Step 3: pretreated face picture is all zoomed to the resolution ratio of 90 × 90 pixels；

Step 4: the data set for the unified size that step 3 is obtained uses depth network TinyPoseNet as training sample Carry out network training；

Step 5: the TinyPoseNet network models that extraction was trained, the picture tested needs is carried out Step 2: walking successively Operation in rapid three obtains the facial image cut, then cuts out the pixel region of image center section 80 × 80, carries out The forward calculation of TinyPoseNet network models, personage head in the test pictures is estimated by extracting mode end to end The angle of posture deflection.
2. the head pose evaluation method according to claim 1 based on deep learning, it is characterised in that：The step 1 Middle sample opens up the specific method filled：Using the data augmentation method based on 3D, face is entered using 68 characteristic points of face The angle change of needs is rotated out of after row 3D modeling, picture is then carried out and maps the missing sample needed, finally make total According to the angular deflection distributing equilibrium for concentrating three dimensions.

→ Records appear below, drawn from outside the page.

PR #1794, opened 2022-02-03
Migrate countstat to solver.

Ericgig:
**Description**
`countstat.py` does not depend on solver, however it has a **F** maintainability score on codeclimate.
This clean the code to make it more readable, running codeclimat locally, there are not issues left.
Also added a call using the pseudo inverse method in the test.

**Changelog**
Make `countstat.py`'s code more readable.


hodgestar:
@Ericgig If you can resolve conflicts, I will review this since.

qutip/solver/countstat.py
```diff
@@ -0,0 +1,225 @@
...
+        wlist = [0.]
+
+    J_ops = [op.data for op in J_ops]
+
+    if not sparse or method != 'direct':
+        current, noise = _noise_pseudoinv(L, wlist, rhoss, J_ops,
+                                          sparse, method)
+    else:
+        rhoss_vec = operator_to_vector(rhoss).data
+        current, noise = _noise_direct(L, wlist, rhoss_vec, J_ops)
```
hodgestar, line 223:
```suggestion
    if sparse and method == 'direct':
        rhoss_vec = operator_to_vector(rhoss).data
        current, noise = _noise_direct(L, wlist, rhoss_vec, J_ops)
    else:
        current, noise = _noise_pseudoinv(L, wlist, rhoss, J_ops,
                                          sparse, method)
```
Removing the double negative makes the code much clearer for me.

hodgestar: I would also pass `rhoss` and `J_ops` as Qobj directly and not data instances, since L is a Qobj. I also wouldn't apply `operator_to_vector` here and just apply it inside `_noise_direct` if needed. It's better if even internally function mostly take all Qobj or all data instances.

qutip/solver/countstat.py
```diff
@@ -0,0 +1,225 @@
...
+
+
+def _solve(A, V):
+    try:
+        if settings.has_mkl:
+            out = mkl_spsolve(A.tocsc(), V)
+        else:
+            A.sort_indices()
+            out = sp.linalg.splu(A, permc_spec='COLAMD').solve(V)
+    except Exception:
```
hodgestar, line 82: This exception is raises when the sparse methods are used on very small matrices. I wonder if we should just do an explicit check on the matrix size? Trying the sparse method and failing seems a bit ugly.

@nwlambert Any thoughts on how / whether to clean this up since you wrote the original code?

hodgestar: See 401076efb170 for @nwlambert's orignal commit message.

qutip/tests/solver/test_countstat.py
```diff
@@ -35,16 +36,26 @@ def test_dqd_current():
...
         current2 = qutip.countstat_current(L, c_ops, J_ops=J_ops)
         assert abs(current[n] - current2) < 1e-8
 
+        current2 = qutip.countstat_current(L, c_ops)[0]
+        assert abs(current[n] - current2) < 1e-8
+
+        current3, noise3 = qutip.countstat_current_noise(L, c_ops, wlist=[0,1],
+                                                         sparse=False)
+        assert abs(current_[0] - current3[0]) < 1e-6
+        np.testing.assert_allclose(noise_[0, 0, :], noise3[0, 0, :], atol=1e-6)
```
hodgestar, line 57: Could we sort out the variable names and types a bit? It looks we're comparing numpy arrays, e.g. `current2` and scalars, `e.g. current[n]`, and we have `current_`, but `current3` and `current2`. Maybe just `current_1`, `current_2` and `current_3` and always have each be the same type of object?

hodgestar (changes requested):
Thanks for cleaning up this file. I can see why the code climate score was so low!

I left some suggestions and also pinged @nwlambert since he worked on this code ages ago and fixed numerous mathematical issues and errors.

qutip/solver/countstat.py
nwlambert: I did a quick check, and yeah the old example i had in mind still fails sometimes without those exceptions to catch it.  It fails on a 2-dimensional system, so a Liouvillian with shape (4,4),  but is ok with 3-dimensions (shape (9,9)).  I guess other option is just to default to using lsqr() for the sparse case?

hodgestar: Hmm. Computing the determinant of a large sparse matrix efficiently is hard, although there are some ideas mentioned here -- https://stackoverflow.com/questions/19107617/how-to-compute-scipy-sparse-matrix-determinant-without-turning-it-to-dense. I guess this is why `scipy.sparse.linalg.det` does not exist.

I'm okay with leaving this as is for now, but it would be good perhaps to leave the problem to the user by using a fast method and raising an error suggestion another method if the matrix is singular (and a way to specify that other method).

A similar problem arises in the HEOM steady_state function, so nice solution here could be used elsewhere in QuTiP too.

hodgestar (approved):

qutip/solver/countstat.py
Ericgig: `steadystate.py` is also full of multiple methods to solve this kind of problem. 
A `solve` method for `Qobj` could be nice...

hodgestar: That's a good idea. Let's add it to our v5 todo list. Maybe even at the data layer?

hodgestar: I added adding `solve` to the v5 alpha list.

PR #1797, opened 2022-02-07
Ignore deprecationg warnings from SciPy 1.8.0 scipy.sparse.X imports in CI tests.

hodgestar:
**Description**
Ignore deprecationg warnings from SciPy 1.8.0 scipy.sparse.X imports in CI tests.

**Related issues or PRs**
- None

**Changelog**
Ignore deprecationg warnings from SciPy 1.8.0 scipy.sparse.X imports in CI tests.

### DIFF
--- a/.github/workflows/tests.yml
+++ b/.github/workflows/tests.yml
@@ -69,11 +69,13 @@ jobs:
           # Ignore ImportWarning because pyximport registered an importer
           # PyxImporter that does not have a find_spec method and this raises
           # a warning on Python 3.10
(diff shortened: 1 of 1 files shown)


Ericgig:
Why is scipy 1.8 only used by the py3.10?
I expected python3.9 defaults to use the latest scipy.
Doing it like this, the deprecation warning will be visible to the users, so we may have issues complaining about it but since 4.7 is coming soon, I think it's fine.

Ericgig (approved):

PR #1798, opened 2022-02-07
Fix for scipy 1.8 in dev.major

Ericgig:
**Description**
Fix for scipy 1.8 with dev.major:
One class is now in a private file, but still present.

**Changelog**
Fix for scipy 1.8


hodgestar (approved):
I guess this is not accessing anything more private than it was before, so +1.

hodgestar (approved):

PR #1802, opened 2022-02-10
Improve weighting in steadystate solver.

### LINKED ISSUE #1512: Wrong default weight parameter in steadystate function
**Issue**
In the codebase, the weight for setting the unit trace condition in the steadystate function should be set according to the documentation to the average value of the (nonzero) elements in the Liouvillian L, if not specified explicitly.

However in the code the weight is set as 
```python
 ss_args['weight'] = np.mean(np.abs(A.data.data.max()))
```
which is clearly different as it just set to the maximum value in the Liouvillian matrix A and hence the mean and abs are meaningless.

 I think this could be an overlooked mistake, or else just a mistake in the documentation of the parameter.

hodgestar:
**Description**
Improve weighting in steadystate solver. Previously the default weighting did not match the documented behaviour and the sparse and dense solvers applied the weighting in different ways. Now the default matches the documentation and the sparse and dense solvers apply the weighting in the same manner.

**Related issues or PRs**
- Supersedes #1275
- Fixes #1512

**Changelog**
Improve the weighting in steadystate solver, so that the default weight matches the documented behaviour and the dense solver applies the weights in the same manner as the sparse solver.

### DIFF
--- a/qutip/steadystate.py
+++ b/qutip/steadystate.py
@@ -555,8 +555,7 @@ def _iterative_precondition(A, n, ss_args):
                   fill_factor=ss_args['fill_factor'],
                   options=dict(ILU_MILU=ss_args['ILU_MILU']))
 
-        P_x = lambda x: P.solve(x)
-        M = LinearOperator((n ** 2, n ** 2), matvec=P_x)
+        M = LinearOperator((n ** 2, n ** 2), matvec=P.solve)
         _precond_end = time.time()
         ss_args['info']['permc_spec'] = ss_args['permc_spec']
         ss_args['info']['drop_tol'] = ss_args['drop_tol']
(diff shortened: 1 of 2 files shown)


hodgestar:
@davidschlege @fminga -- if you one or both of you have a moment to review these changes it would be appreciated.

Ericgig (approved):

davidschlegel:
> @davidschlegel @fminga -- if you one or both of you have a moment to review these changes it would be appreciated.

It looks okay to me (at least, it makes sense now), but I haven't used it for a while. The entire point of the weight is to set how much the trace condition is enforced, so the change makes sense to me. However, to my knowledge, there is little literature on how to do this optimally, but it seems to be a good rule of thumb.

A possible addition could be to check the trace condition of the steady-state solution and throw a warning if it is violated more than some epsilon. But for now, everything looks good.

hodgestar:
> A possible addition could be to check the trace condition of the steady-state solution and throw a warning if it is violated more than some epsilon. But for now, everything looks good.

@davidschlegel That's a good idea, so I added some assertions to all the tests where it was simple to do so.

PR #1807, opened 2022-02-16
Remove the check on the initial state dimension

### LINKED ISSUE #1803: Unable to add 2-qudit gates to a quantum circuit of 4-level qudits.
### Describe the Issue!

I'm having issues with running a quantum circuit that consists of 4-level qudits. I want to define my custom 2-qudit gate.

I have written a gate function that returns the following object:

`return Qobj(mat, dims=[[4,4],[4,4]], shape = [16, 16], type='oper')`

Since this is a gate acting on two 4-level qudits, I think that these dims are correct.

I then create an initial ket state for my circuit, let's say with three qudits, and create the circuit object:

```
zero_state=tensor(basis(4, 0),basis(4, 0),basis(4, 0))
qc = QubitCircuit(N=3, dims=zero_state.dims)
```

the dims are: [[4, 4, 4], [1, 1, 1]]

when I try to add a gate between qudits 0 and 1:

`qc.add_gate("Ucomm", targets=[0,1])`

I get the following error:

`ValueError: The operator dims [4, 4] do not match the target dims [[4, 4, 4], [1, 1, 1]].`

If I instead try to add a gate between qudits 1 and 2:
`qc.add_gate("Ucomm", targets=[1,2])`

I get:

```
targ_dims = [dims[t] for t in targets]
IndexError: list index out of range
```

Do I understand correctly how dims work in Qutip? Or is this an error? The above example works perfectly fine for qubits, replacing 4->2 in the above.

BoxiLi:
**Description**
Remove the wrong check on the initial state dimension. It assumes a qubit state. However, we also support multilevel systems such as qudits.

**Related issues or PRs**
fix #1803 

**Changelog**
Remove the wrong check on the initial state dimension in QubitCircuit.

### DIFF
--- a/qutip/qip/circuit.py
+++ b/qutip/qip/circuit.py
@@ -2080,8 +2080,6 @@ class CircuitSimulator:
         self.state = None
 
         if state is not None:
-            if state.shape[0] != 2 ** self.qc.N:
-                raise ValueError("dimension of state is incorrect")
             if self.mode == "density_matrix_simulator" and state.isket:
                 self.state = ket2dm(state)
             else:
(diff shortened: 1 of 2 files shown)


hodgestar (approved):
Thanks, Boxi!

PR #2403, opened 2024-04-23
Improve setting explanation in the guide

### LINKED ISSUE #1524: Document changed and new settings

Ericgig:
**Description**
Completed the guide page of the settings to include missing entries as well as options included in `settings.core` and `settings.compile`. Added `CoreOptions` and `CompileOptions` to the apidoc and completed the docstrings.

I also removed settings that are no longer used anywhere.

Lastly I changed the default for `accept_float` compile option.

Presently, if an args is a float it cannot be updated to a complex:
```
>>> a = qutip.coefficient("A", args={"A": 1.})
>>> a(0, A=1j)
TypeError: must be real number, not complex
```
Creating a new coefficient work would be needed.

This will certainly cause an issue eventually, but updating it to complex automatically would cause some error with brmesolve spectra: (`w > w0`) as complex cannot be compared.

Without types, string are not any better than functions so removing them altogether is not ideal.

So I changed it to use complex when no comparison are done and float otherwise.

**Related issues or PRs**
fix #1524


hodgestar (approved):
Left some documentation suggestions, but otherwise looks good. Happy for this to be merged once you're happy with it and tests pass.

PR #2408, opened 2024-04-24
Faster dm norm in solvers

### LINKED ISSUE #2406: Performance drop in QuTiP 5.0.1 vs QuTiP 4.7.6
### Bug Description

While benchmarking [dynamiqs](https://github.com/dynamiqs/dynamiqs) vs QuTiP, I've noticed a large performance drop of `qutip.mesolve` when going from v4.7.6 to v5.0.1. On the example below, the benchmarks show:
```
# QuTiP 4.7.6
# 1.42 s ± 3.17 ms per loop (mean ± std. dev. of 7 runs, 1 loop each)
# QuTiP 5.0.1
# 14.5 s ± 2.32 s per loop (mean ± std. dev. of 7 runs, 1 loop each)
```
Found similar behavior on two different CPUs (mac M2, and AMD Ryzen 7).

### Code to Reproduce the Bug

```python
import timeit

import numpy as np
import qutip as qt


def init(
    kappa_2: float = 1.0,
    g_cnot: float = 0.3,
    nbar: float = 4.0,
    num_tsave: int = 100,
    N: int = 16,
):
    # time evolution
    alpha = np.sqrt(nbar)
    gate_time = np.pi / (4 * alpha * g_cnot)
    tlist = np.linspace(0.0, gate_time, num_tsave)

    # operators
    ac = qt.tensor(qt.destroy(N), qt.qeye(N))
    nt = qt.tensor(qt.qeye(N), qt.num(N))

    # Hamiltonian
    H = g_cnot * (ac + ac.dag()) * (nt - nbar)

    # collapse operators
    c_ops = [np.sqrt(kappa_2) * (ac**2 - nbar)]

    # initial state
    plus = (qt.coherent(N, alpha) + qt.coherent(N, -alpha)).unit()
    psi0 = qt.tensor(plus, plus)

    kwargs = {'H': H, 'rho0': psi0, 'tlist': tlist, 'c_ops': c_ops}
    return kwargs

kwargs = init()
%timeit qt.mesolve(**kwargs)
```

### Your Environment

```shell
Numpy Version:      1.25.2
Scipy Version:      1.11.2
Cython Version:     0.29.37
Matplotlib Version: 3.7.2
Python Version:     3.11.4
Number of CPUs:     8
BLAS Info:          OPENBLAS
INTEL MKL Ext:      False
```

Ericgig:
**Description**
The trace norm was used to normalized dm in mesolve and other open solvers.
This is computed as `tr( sqrtm(op @ op.dag()) )` which is quite slow.
For density matrices, this is equivalent to the normal trace.
By using the trace, `mesolve` can be twice as fast.

**Related issues or PRs**
fix #2406

ps. While we check if the input is a dm to set the `isherm` flag, we don't check the liouvillian.
Since we accept any super-operator as Liouvillian, we could wrongly set the flag in some cases.

### DIFF
--- a/qutip/solver/solver_base.py
+++ b/qutip/solver/solver_base.py
@@ -102,7 +102,10 @@ class Solver:
             state = Qobj(data, **self._state_metadata, copy=copy)
 
         if data.shape[1] == 1 and self._options['normalize_output']:
-            state = state * (1 / state.norm())
+            if state._isherm:
+                state = state * (1 / state.tr())
+            else:
+                state = state * (1 / state.norm())
 
         return state
 
--- a/qutip/tests/solver/test_mesolve.py
+++ b/qutip/tests/solver/test_mesolve.py
@@ -206,7 +206,7 @@ class TestMESolveDecay:
     def test_mesolve_normalization(self, state_type):
         # non-hermitean H causes state to evolve non-unitarily
         H = qutip.Qobj([[1, -0.1j], [-0.1j, 1]])
-        H = qutip.sprepost(H, H) # ensure use of MeSolve
+        H = qutip.spre(H) + qutip.spost(H.dag()) # ensure use of MeSolve
         psi0 = qutip.basis(2, 0)
         options = {"normalize_output": True, "progress_bar": None}
 


qutip/solver/solver_base.py
```diff
@@ -102,7 +102,10 @@ def _restore_state(self, data, *, copy=True):
             state = Qobj(data, **self._state_metadata, copy=copy)
 
         if data.shape[1] == 1 and self._options['normalize_output']:
-            state = state * (1 / state.norm())
+            if state._isherm:
```
hodgestar, line 105: This is meant to check whether the state is a density matrix, yes? Surely there must be a better way if this doesn't always work. Also definitely worth a comment if the check remains a bit obscure.

pmenczel:
Are there any use cases where the state is an operator and we want to use norm instead of tr? If no, we could just do `isoper(state)` instead of `state._isherm`.

As a side note, in cases with non-Hermitian "density matrices", it probably does not make much sense to normalize the output in any way. That is, I don't think it matters too much whether we use norm or tr in such a case, because probably neither is intended by the user...

Ericgig:
The only operator we normalise are density matrices, so `isoper` work as well. Propagator computation turn the normalisation off. Other cases should only happen when the user pass an arbitrary super operator. I which case they probably don't want any normalisation on our side.

My issue is that in these cases, we still set the `isherm` flag while not having any ideas what the user is trying to do:
```
>>> H = qt.qeye(2) * 1j
>>> L = qt.spre(H)
>>> qt.mesolve(L, qt.basis(2,1), [0, 1]).final_state
Qobj data =
[[0.+0.j         0.+0.j        ]
 [0.+0.j         1.+1.55740849j]]
```

pmenczel:
> My issue is that in these cases, we still set the `isherm` flag while not having any ideas what the user is trying to do:
> 
> We don't set the flag when the input are super operators? We try to check if the Liouvillian preserve hermiticity (not easy for time dependant operator)? Junk in, junk out?

A problem can also happen if the input is not a superoperator:

```
H = qt.sigmaz() + 1j * qt.sigmax()
initial = qt.ket2dm(qt.basis(2, 0))
qt.mesolve(H, initial, [0, 1], c_ops=[qt.sigmam()]).final_state
> Quantum object: dims=[[2], [2]], shape=(2, 2), type='oper', dtype=Dense, isherm=True
> Qobj data =
> [[ 0.51118445+0.j         -0.11358048+0.24945183j]
>  [ 0.11358048+0.24945183j  0.32517255+0.j        ]]
```

pmenczel (approved):
I think the `isherm` issue is separate from this PR. I created issue https://github.com/qutip/qutip/issues/2410 about that.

3. the head pose evaluation method according to claim 1 based on deep learning, it is characterised in that：The step 2 The picture pretreating tool used is VIPLFaceDetector human-face detector.
4. the head pose evaluation method according to claim 1 based on deep learning, it is characterised in that：It is described TinyPoseNet is one 8 layers of the depth network designed on the basis of VIPLFaceNet convolutional neural networks, including 5 layers Convolutional layer and 3 layers of full articulamentum；TinyPoseNet in the training process, to picture size be 90 × 90 pixels training data Data are carried out network training again and improve network model to face location with this by the random cropping for carrying out 80 × 80 pixel sizes The robustness of slight shift.